Sarah Sumoski: The vision for Paradise Creek Nature Park began in the early 2000’s during efforts to clean up Paradise Creek – once listed on the nations “worst of the worst” list among polluted sites. A tributary to the southern branch of the Elizabeth River, Paradise Creek is home to industries and neighborhoods, including historic Cradock, created to provide housing for our nation’s oldest shipyard, Norfolk Naval Shipyard. In 2006 planning for the future 3rd largest park in Portsmouth began with The Elizabeth River Project, the City of Portsmouth, and the Virginia Port Authority all in agreement. In 2008 The Elizabeth River Project finalized its purchase of the 40-acre plot, which included forest and open fields, known colloquially as the mudflats. The next step was to bring back the wetland of Paradise Creek which in the 1950’s was filled in with dredge spoils from the river. The Virginia Port Authority removed 300,000 cubic yards of this fill in 2012 creating a winding creek and wetland oasis for park visitors and wildlife. Paradise Creek Nature Park officially opened to the public in June 2013, but we’re not done yet! Upcoming construction will bring a signature entry pavilion and composting toilets, an open air wetland learning lab classroom, picnic pavilion, kayak ramp, and natural children’s playground for park visitors to enjoy.


US 17: If someone were to visit the park, what would they be able to see and do?

Sarah Sumoski: Visitors to Paradise Creek Nature Park are free to walk, run, or bike over two miles of trails which weave along wildflower meadows, through 29-acres of revitalized forest, and around an 11-acre restored wetland. The park is open from dawn to dusk, and leashed pets are welcome, making it an ideal location for pet owners. Public and private programs turn the park into an outdoor classroom offering a closer look at the wildlife found at the park and a view of the Elizabeth River coming back to life.

Looking towards the entrance to the wetland at the park, and under the 275 foot bridge

US 17: What other Elizabeth River projects are on-going or planned for the near future that you’d like to share with us?

Sarah Sumoski: We are in the process of phasing out our targets on the Lafayette River and moving efforts to the Eastern Branch of the Elizabeth River. Largely, involving homeowners, businesses, and schools through our RiverStar program to help reduce impacts on the river and clean her shores!

an Elizabeth River Project intern sweeping for butterflies on our Earthworks mound, made from the dirt dug out of an open field to create our wetland – Riverstar business Enviva is visible in the background

US 17: Are there any activities planned for Paradise Creek Nature Park or the Elizabeth River Project in which the public can participate? If someone was interested, how might they get involved and who should they contact?
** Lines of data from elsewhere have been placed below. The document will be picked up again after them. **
Issue #192, opened 2017-02-01
Mapping of the ITK image slices to DICOM instances should be factored out of SEG converter


fedorov:
Function in question: https://github.com/QIICR/dcmqi/blob/master/include/dcmqi/ImageSEGConverter.h#L51

It is also needed by the PM converter

To be discussed in the context of refactoring of the code organization.

Issue #150, opened 2016-11-18
Support conversion of segmentations of multi-frame input series


fedorov:

che85:
That's after RSNA, right?

fedorov:
Absolutely! :)

I was just going over the code trying to understand why Mint people have segfault (they do not have a complete example to reproduce) and saw that comment.

che85:
Well then they should try to provide a complete example for us. Otherwise It's really hard to find the reason for its failing....

fedorov:
yes, that's what I asked. Our test datasets work fine for them.

che85:
Did they ever run dciodvfy on their data? Maybe there is something wrong with their input data?

fedorov:
Same requirement applies to PM

PR #226, opened 2017-03-10
WIP: refactoring of the multiframe conversion implementation

fedorov:
**WIP == FYI == "do not even consider merging"**

This is an intermediate commit that aims to improve organization of the conversion
functionality, motivated by the various standing issues (e.g., #217, #192 and #150)
that are difficult to address with the current level of disarray in the code.

Some of the ideas are the following:

 - introduce basic hierarchy of classes to allow reuse of the common
   functionality between PM and SEG converters (MultiFrameConverter parent for
   ParametricMapConverter and SegmentationImageConverter)
 - do not use static functions, instead make better use of converter classes
 - factor out containers to keep information about ImageVolume and DICOMFrame
   to simplify conversion and book keeping
 - improve consistency of naming and code style

My plan to proceed with the refactoring is to implement "shadow" functions in the
updated classes while keeping the original functions initially, and then phase out
the original functions.

The current commit is just an intermediate milestone to open this for feedback
and keep development history at least somewhat incremental.


include/dcmqi/DICOMFrame.h
```diff
@@ -0,0 +1,36 @@
...
+  public:
+    // distinguish between the frames from the legacy data and enhanced multiframe objects
+    enum {
+      LegacyInstanceFrame = 0,
+      EnhancedInstanceFrame
+    };
+
+    DICOMFrame(DcmDataset *dataset, int number) :
+        frameNumber(number),
+        frameDataset(dataset) {
```
che85: indentation ..

include/dcmqi/MultiframeConverter.h
```diff
@@ -35,15 +35,21 @@
...
 
+// common type definitions
 typedef short ShortPixelType;
 typedef itk::Image<ShortPixelType, 3> ShortImageType;
 typedef itk::ImageFileReader<ShortImageType> ShortReaderType;
 
 namespace dcmqi {
 
-  class ConverterBase {
+  class MultiframeConverter {
```
che85: MultiframeConverter should be MultiFrameConverter


ifdefs should be renamed according to class name
```
#ifndef DCMQI_CONVERTERBASE_H
#define DCMQI_CONVERTERBASE_H
```

include/dcmqi/MultiframeObject.h
```diff
@@ -0,0 +1,136 @@
...
+#include "dcmqi/ImageVolumeGeometry.h"
+
+using namespace std;
+/*
+ * Class to support conversion between DICOM and ITK representations
+ * of multiframe objects
+ *
+ *
+ */
+class MultiframeObject {
```
che85: MultiframeObject --> MultiFrameObject

include/dcmqi/MultiframeConverter.h
pieper: The filenames use "Multiframe" but some of the code uses "MultiFrame" so it should be uniform in the codebase.

The DICOM standard uses "Multi-frame" which can't be used as an identifier, so that doesn't help.

It looks like DCMTK has a mix of MultiFrame and Multiframe.  

Personally I prefer Multiframe and would suggest using that consistently and that looks like Andrey's preference too.

pieper: @michaelonken is there a preference in DCMTK for Multiframe vs. MultiFrame?

I see several examples of both currently...

(cd DCMTK; git grep -i multiframe) | less

fedorov: I did pay attention to this, and my logic is to capitalize individual words. Since they are not separate words in the standard, I decided not to capitalize Frame.

pieper:
Your English instincts are quite good Andrey.  In general English usage if
a hyphenated word gets a lot of usage the hyphen eventually gets dropped so
let's do go with Multiframe everywhere.

libsrc/ParametricMapObject.cpp
```diff
@@ -0,0 +1,230 @@
...
+  initializeVolumeGeometry();
+
+  // NB: the sequence of steps initializing different components of the object parallels that
+  //  in the original converter function. It probably makes sense to revisit the sequence
+  //  of these steps. It does not necessarily need to happen in this order.
+  initializeEquipmentInfo();
+  initializeContentIdentification();
+
+  // TODO: consider creating parametric map object after all FGs are initialized instead
+  createParametricMap();
```
che85: I think the method name should indicate the type (DICOM or ITK):

We could add two virtual methods {create/get}{DICOM/ITK}Representation to MultiframeObject that needs to be implemented by inheriting classes.

fedorov:
is expected to resolve #192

Sarah Sumoski: Absolutely! Free public programs at the park occur nearly every Friday and Saturday and offer fun for all ages. Our programs include Volunteer Events for families, groups, or individuals, Mini-Safari’s for self guided exploration of the park, Healthy River Healthy You programs to get you active and moving in the fresh air, and special programs which vary month to month. You can find a complete listing at the park website: or contact me at for information.


US 17: I always have to ask – how much of Highway 17 have you traveled down? Do you have a favorite stretch of US 17, and if so – why?

Sarah Sumoski: I’ve traveled nearly the entire stretch in Virginia. I have to say the area just south of Fredericksburg and North of Gloucester is a preferable alternative to I-95. The rolling countryside and forest makes for a relaxing and stress free drive.